The cumulative total cost for both were the same though, so this difference is negligible as per the advisor.

Solution 3

Yes, Method 2 would be faster. LIKE is not as efficient a function.

To compare performance of various techniques, try using Visual Explain. You will find it buried in System i Navigator. Under your system connection, expand databases, then click onyour RDB name. In the lower right pane you can then click on the option to Run an SQL Script. Enter in your SELECT statement, and choose the menu option for Visual Explain or Run and Explain. Visual explain will break down the execution plan for your statement and show you the cost for each part as estimated on your tables with the indexes available.

Solution 4

You can actually run with real examples in your database.

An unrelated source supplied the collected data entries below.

Issue #1275, opened 2020-12-14
Use react-markdown instead of marked+sanitizeHtml


aslakhellesoy:
The current solution is vulnerable to XSS, and it also causes cucumber-html to fail the build since sanitizeHtml requires polyfills for the browser.

More info here:

* https://github.com/remarkjs/react-markdown#readme

PR #1276, opened 2020-12-14
Use react-markdown as it is more XSS resilient

aslakhellesoy:
## Summary

Fix for #1275

The current `marked` + post-sanitization approach is [not safe](https://medium.com/javascript-security/avoiding-xss-via-markdown-in-react-91665479900). Furthermore, it relies on nodejs libs, which requires large polyfills for the browser.

This PR fixes that by using [react-markdown](https://github.com/remarkjs/react-markdown).


react/javascript/test/HighlightTest.tsx
```diff
@@ -74,74 +77,18 @@ describe('HighLight', () => {
...
-        '<strong>Given</strong> a strong step',
-        'strong',
-        true
-      )
-      const highlighted = Array.from(
-        document.querySelectorAll('#content .highlight')
-      )
-        .map((span) => span.innerHTML)
-        .join('')
+    console.log(document.body.innerHTML)
```
davidjgoss, line 90: Assume you didn't mean to leave this console call in?

react/javascript/test/HighlightTest.tsx
```diff
@@ -74,74 +77,18 @@ describe('HighLight', () => {
     ])
   })
 
-  context('when htmlContent is not set', () => {
-    it('escapes HTML characters', () => {
```
davidjgoss, line 78: We now won't have a test that proves the XSS protection, is that okay?

davidjgoss (commented):
lgtm, couple of queries

react/javascript/test/HighlightTest.tsx
aslakhellesoy: Thanks, gone now.

react/javascript/test/HighlightTest.tsx
aslakhellesoy: Good call - I'll add one

aslakhellesoy: I've added a couple more tests for XSS. It strips away `<script>` tags and allows all other HTML tags.

I'm not entirely sure if we should be that permissive though - it sort of defeats the purpose of Markdown to allow any HTML. Should we be more restrictive?

davidjgoss: Good question. Most markdown implementations seem to allow HTML by default, but I think in a Gherkin document I can't see a use case for doing that. The only thing where Markdown semantics fail a bit

davidjgoss: Good question. Most markdown implementations seem to allow HTML by default, but in context of a Gherkin document I can't see a use case for doing that. I would say start out restrictive and if there's demand for broad HTML support we can look at why.

(I write a lot of Markdown, the only HTML tag I can recall writing recently is <small>, other than that I think the syntax is more than rich enough.)

aslakhellesoy: The standalone HTML report has a search function which will highlight searches with `<mark>`, so we could allow `<small>` and `<mark> for now.

But that seems a bit arbitrary. Are there any downsides to allowing anything but `<script>`?

vincent-psarga: In my opinion, the main issue is not the HTML tags themselves but the possibility to have Javascript executed with `onclick` events etc.
Is there a way with `react-markdown` to ensure there's no Javascript added via HTML tag attributes ? If so, we could allow any HTML tag* without having to question too much the safety :)

* well, any tag except `<script>` :D

aslakhellesoy: Good point @vincent-psarga! More tests to add then....

react/javascript/test/HighlightTest.tsx
```diff
@@ -74,74 +77,47 @@ describe('HighLight', () => {
...
+    const html = document.querySelector('#content').innerHTML
+    assert.deepStrictEqual(html, '<div class="highlight"><p>We <em>like</em> other HTML tags:</p><section>hello</section></div>')
+  })
 
-      assert.equal(
-        highlighted,
-        '<strong>Given</strong> a <mark>strong</mark> step'
-      )
-    })
+  it('does not render JavaScript event handlers on tags in markdown', () => {
```
aslakhellesoy, line 114: @vincent-psarga does this address your concern about javascript injection in element event handlers?

I assume it's more thoroughly tested in `react-markdown`...

davidjgoss (approved):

LIKE is always better at my run.

select count(*) from u_log where log_text like 'AUT%';
1 row(s) returned : 90ms taken

select count(*) from u_log where substr(log_text,1,3)='AUT';
1 row(s) returned : 493ms taken
Share:
25,206
Swoop
Author by

Swoop

Web Programmer, currently using ASP.Net with C#.

Updated on September 25, 2020

Comments

  • Swoop
    Swoop over 3 years

    I am working on a join condition between 2 tables where one of the columns to match on is a concatentation of values. I need to join columnA from tableA to the first 2 characters of columnB from tableB.

    I have developed 2 different statements to handle this and I have tried to analyze the performance of each method.

    Method 1:

    ON tB.columnB   like  tA.columnA || '%'
    

    Method 2:

    ON substr(tB.columnB,1,2) = tA.columnA
    

    The query execution plan has a lot less steps using Method 1 compared to Method 2, however, it looks like Method 2 executes much faster. Also, the execution plan shows a recommended index for Method 2 that could improve its performance.

    I am running this on an IBM iSeries, though would be interested in answers in a general sense to learn more about sql query optimization.

    Does it make sense that Method 2 would execute faster?

    This SO question is similar, but it looks like no one provided any concrete answers to the performance difference of these approaches: T-SQL speed comparison between LEFT() vs. LIKE operator.

    PS: The table design that requires this type of join is not something that I can get changed at this time. I realize having the fields separated which hold different types of data would be preferrable.

  • Swoop
    Swoop over 12 years
    I have been using Visual Explain to help optimize my queries, but I am still trying to learn how to make the most of this tool. Do you know of any advanced documentation for it? My google searches thus far have only found basic likes, like how to load Visual Explain.
  • Larry Lustig
    Larry Lustig over 12 years
    LIKE can be quite efficient if the wildcard is at the end of the comparison string and the engine understands to use an available index for the comparison.
  • WarrenT
    WarrenT over 12 years
    @Larry are you saying under some circumstances that the optimizer would understand a wildcard at the end to be equivalent to LEFT()? Can you provide any example where it would more efficient?
  • Larry Lustig
    Larry Lustig over 12 years
    Actually, it would surprise me if any major SQL engine did not understand that any non-wildcard characters at the start of a LIKE comparator could use an indexed search if the LIKE column was indexed. That's a pretty basic optimization. I would normally expect the LIKE to be optimized and the LEFT() to be missed by the optimizer (I don't know if optimizers in general understand the effects of non-SQL functions in queries).